Microbiome Program, Center for Individualized Medicine, Mayo Clinic, Rochester, MN, 55905, USA; Division of Surgical Research, Department of Surgery, Mayo Clinic, Rochester, MN, 55905, USA.
Microbiome Program, Center for Individualized Medicine, Mayo Clinic, Rochester, MN, 55905, USA; Division of Surgical Research, Department of Surgery, Mayo Clinic, Rochester, MN, 55905, USA; Division of Rheumatology, Department of Medicine, Mayo Clinic, Rochester, MN, 55905, USA.

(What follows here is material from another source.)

PR #3569, opened 2023-06-02
feat: community admin permission functionality

### LINKED ISSUE #10114: Enable Admin role (in addition to Owner role)
Now that we have Community level token permissions working, we need to add the Admin role so that a Community Owner can appoint multiple admins to help them manage the community.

Metab Eng. 2022 Mar;70:12-22. doi: 10.1016/j.ymben.2021.12.011. Epub 2022 Jan 3.
Predictive modeling tools for assessing microbial communities are important for realizing transformative capabilities of microbiomes in agriculture, ecology, and medicine. Constraint-based community-scale metabolic modeling is unique in its potential for making mechanistic predictions regarding both the structure and function of microbial communities. However, accessing this potential requires an understanding of key physicochemical constraints, which are typically considered on a per-species basis. What is needed is a means of incorporating global constraints relevant to microbial ecology into community models. Resource-allocation constraint, which describes how limited resources should be distributed to different cellular processes, sets limits on the efficiency of metabolic and ecological processes. In this study, we investigate the implications of resource-allocation constraints in community-scale metabolic modeling through a simple mechanism-agnostic implementation of resource-allocation constraints directly at the flux level. By systematically performing single-, two-, and multi-species growth simulations, we show that resource-allocation constraints are indispensable for predicting the structure and function of microbial communities. Our findings call for a scalable workflow for implementing a mechanistic version of resource-allocation constraints to ultimately harness the full potential of community-scale metabolic modeling tools.
用于评估微生物群落的预测建模工具对于实现微生物组在农业、生态学和医学中的变革性能力非常重要。基于约束的群落尺度代谢建模在对微生物群落的结构和功能进行机制预测方面具有独特的潜力。然而,要发挥这种潜力,需要了解关键的物理化学约束条件,这些约束条件通常是按物种为基础来考虑的。目前需要的是一种将与微生物生态学相关的全局约束条件纳入群落模型的方法。资源分配约束描述了有限的资源应该如何分配到不同的细胞过程中,它限制了代谢和生态过程的效率。在这项研究中,我们通过在通量水平上直接对资源分配约束进行简单的、无机理的实现,研究了资源分配约束在群落尺度代谢建模中的意义。通过系统地进行单种、两种和多种物种的生长模拟,我们表明资源分配约束对于预测微生物群落的结构和功能是必不可少的。我们的研究结果呼吁采用一种可扩展的工作流程来实现资源分配约束的机械版本,以最终充分发挥群落尺度代谢建模工具的潜力。